Some 43 states already are experimenting with new welfare systems. They will be allowed to continue, but they won't be able to avoid mandates to shift 25% of welfare recipients into jobs within 18 months and 50% by the end of 2002. New enrollees must find work within two years. Certainly, many states will discover room to duck some requirements. "Disaster scenarios are unlikely to come true in the next year or so," says Paul Peterson, a Harvard government professor. But all states will eventually take a revenue hit. Federal matching grants, which ran as high as 80% of a state's spending and varied with welfare rolls, will be converted into fixed block grants. If states want to pay more for welfare recipients' child care or transportation, they'll have to do so without matching federal funds.

The result: "There's more incentive to simply cut people off," says Timothy Bartik, senior economist at the W.E. Upjohn Institute for Employment Research. Moreover, grants will be tied to the higher federal spending of several years ago, but the cushion is "small potatoes in the face of any recession," warns Donald Boyd, director of the Center for the Study of the States.

When the cushion gives out, the impact will fall unevenly across the country. Hardest hit, reckons Boyd, will be states with relatively high unemployment, few welfare recipients currently working, and large immigrant populations--states such as California, Florida, Texas, and New York. Larger welfare burdens could have "a significant impact" on the creditworthiness of such states, says Vladimir Y. Stadnyk, executive managing director at Standard & Poor's Ratings Group.

Even in states that have made progress with reform, uncertainty runs high.

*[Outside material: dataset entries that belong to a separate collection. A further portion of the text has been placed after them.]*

PR #793, opened 2021-07-05
Refactor scaling code

last-partizan:
Basic idea here is to remove scaling from as much app as possible.

Let's make only fonts aware of scaling, everything else is expected to just works.

What do you think? Is it good idea? Could this give us any problems in the future?

The basics are already working, it scales as i expect it to. No artifacts.

## What needs to be adressed before merge:

- [x] Fira Code font problem.
    It is not mac-specific, to reproduce you need to have `Fira Code` installed, and no `guifont` in vimrc. Then neovide tries to load Fira Code as default font, and with scaling greater than 1, bug happens.

-------------------

- Fix
- Refactor

- No

### DIFF
--- a/src/window/window_wrapper/mod.rs
+++ b/src/window/window_wrapper/mod.rs
@@ -13,7 +13,7 @@ use std::{
 
 use glutin::{
     self,
-    dpi::{LogicalSize, PhysicalSize},
+    dpi::PhysicalSize,
     event::{Event, WindowEvent},
     event_loop::{ControlFlow, EventLoop},
     window::{self, Fullscreen, Icon},
@@ -25,8 +25,9 @@ use glutin::platform::unix::WindowBuilderExtUnix;
 
 use super::{handle_new_grid_size, settings::WindowSettings};
 use crate::{
-    bridge::UiCommand, channel_utils::*, cmd_line::CmdLineSettings, editor::WindowCommand,
-    redraw_scheduler::REDRAW_SCHEDULER, renderer::Renderer, settings::SETTINGS,
+    bridge::UiCommand, channel_utils::*, cmd_line::CmdLineSettings, editor::DrawCommand,
+    editor::WindowCommand, redraw_scheduler::REDRAW_SCHEDULER, renderer::Renderer,
+    settings::SETTINGS,
 };
 use image::{load_from_memory, GenericImageView, Pixel};
 use keyboard_manager::KeyboardManager;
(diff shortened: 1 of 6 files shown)


src/window/window_wrapper/mod.rs
```diff
@@ -57,22 +56,7 @@ impl GlutinWindowWrapper {
         let window = self.windowed_context.window();
         if self.fullscreen {
             window.set_fullscreen(None);
-
-            // Use cached size and position
-            window.set_inner_size(LogicalSize::new(
-                self.cached_size.width,
-                self.cached_size.height,
-            ));
-            window.set_outer_position(LogicalPosition::new(
```
Kethku, line 66: Looks like this got removed. Was this intentional? I don't remember off the top of my head what the state is for cached window size

src/window/window_wrapper/mod.rs
```diff
@@ -166,52 +150,49 @@ impl GlutinWindowWrapper {
 
     pub fn draw_frame(&mut self, dt: f32) {
         let window = self.windowed_context.window();
-        let scaling = window.scale_factor();
-        let new_size = window.inner_size();
+        let scale_factor = 1.0; // window.scale_factor();
```
Kethku, line 153: Is the scale factor here supposed to be commented out?

src/window/window_wrapper/mod.rs
last-partizan: Oh, that's fullscreen fix from earlier PR, probably i forgot to rebase.

src/window/window_wrapper/mod.rs
last-partizan: That's temporary. I'll remove it alltogether and use PhysicalSize.

last-partizan:
I think it's ready for review and testing.

Bet let's not rush with merging. This is big refactoring and it needs to be reviewed carefully.

vivlim:
The fonts are messed up in retina scaling mode on my mac:
image

I get this message with any retina resolution set
```
INFO [neovide::window::window_wrapper] window created (scale_factor: 2, font_size: 17x35)
```

If I switch to 1x scaling then the font is fine and I get this
```
INFO [neovide::window::window_wrapper] window created (scale_factor: 1, font_size: 8x18)
```

last-partizan:
@vivlim what fonts are you using?

vivlim:
Fira Code, but this also reproduces if I bypass my nvim config entirely.

last-partizan:
@vivlim i was able to reproduce it on mac, with empty config. But as soon as i set guifont to something like

```
set guifont=JetBrainsMono\ Nerd\ Font:h15
```
or
```
set guifont=monospace
```

Issue is gone.

Could you show your exact guifont line with `Fira Code`, and how do you installed it?

last-partizan:
@vivlim please check again, it must work now as expected.

vivlim:
Yep, that is working great now.

Kethku:
I just looked, things seem a little weird on windows. Almost as though the scaling is larger than expected... Capturing my findings here so that I can dig in more outside of work hours

At 100% scale, the font looks perfect. And in fact matches the expected size
image

However at 150% scale, the neovide text looks too small by maybe 30% or so 
image

At 200% it seems worse
image

And 250% even further
image

I think this means that on windows the scaling isn't taken into account as the size of the text doesn't seem to change. I'm wondering if winit isn't reporting a change in scale.

A related issue is that the window changes size drastically by the scaling factor eg the window increases in size 250% at scaling 250% when moved from a 100% scaling window.

last-partizan:
If you're changing scale and not restarting neovide, this is expected. Right now scaling is requested only once at the app start.

Kethku:
Oh gotcha. I think this is probably important to change for setups with multiple different scale factors. But I can make that change after this merges. If thats the case, I think this works! Great stuff

last-partizan:
I have few other refactorings in mind, and can look into dymanic scaling as well after merge.

Also, i have no other ideas what else to fix or check in this branch, so let's merge it.

last-partizan:
Please, use `Squash and merge`, and commit message in conventional commits format.

PR #798, opened 2021-07-06
Fix broken Cargo.lock

last-partizan:
@shaunsingh first time you updated only versions in lockfile, second time you updated only versions in Cargo.toml, i reverted both commits, and updated versions and checksums in one commit with.

```
# 1. Update version in Cargo.toml
# 2. Update lockfile
cargo update -p skia-safe
```

- [x] Fix
- [ ] Feature
- [ ] Codestyle
- [ ] Refactor
- [ ] Other

- [x] No

### DIFF
--- a/Cargo.lock
+++ b/Cargo.lock
@@ -2276,9 +2276,9 @@ dependencies = [
 
 [[package]]
 name = "skia-bindings"
-version = "0.39.1"
+version = "0.40.2"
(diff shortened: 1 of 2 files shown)


last-partizan:
Also, i've added `caret` for version, so we don't need to touch it anymore when updating minor versions.

shaunsingh:
Sorry about that, I forgot the checksums again. Thanks for taking a look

Iowa has shifted 35% of its welfare recipients into work within the past two years--easily the highest level in the nation. Now, though, its education funds are strapped, and federal job-training funds for welfare recipients and the working poor will be cut 23% over the next year. The new federal law may force Iowa to shift all its job-training money into welfare, hurting other workers who need training.

A similarly tricky balancing act faces Minnesota's Petraborg. As it tries to move the hard-core unemployed into work, the state may have to cut spending on social services for those already in low-paying jobs. "The pressures are increasing significantly," he says. Few would dispute that the old welfare system was broken. But state officials are already wondering whether a leap into the unknown will improve their lot.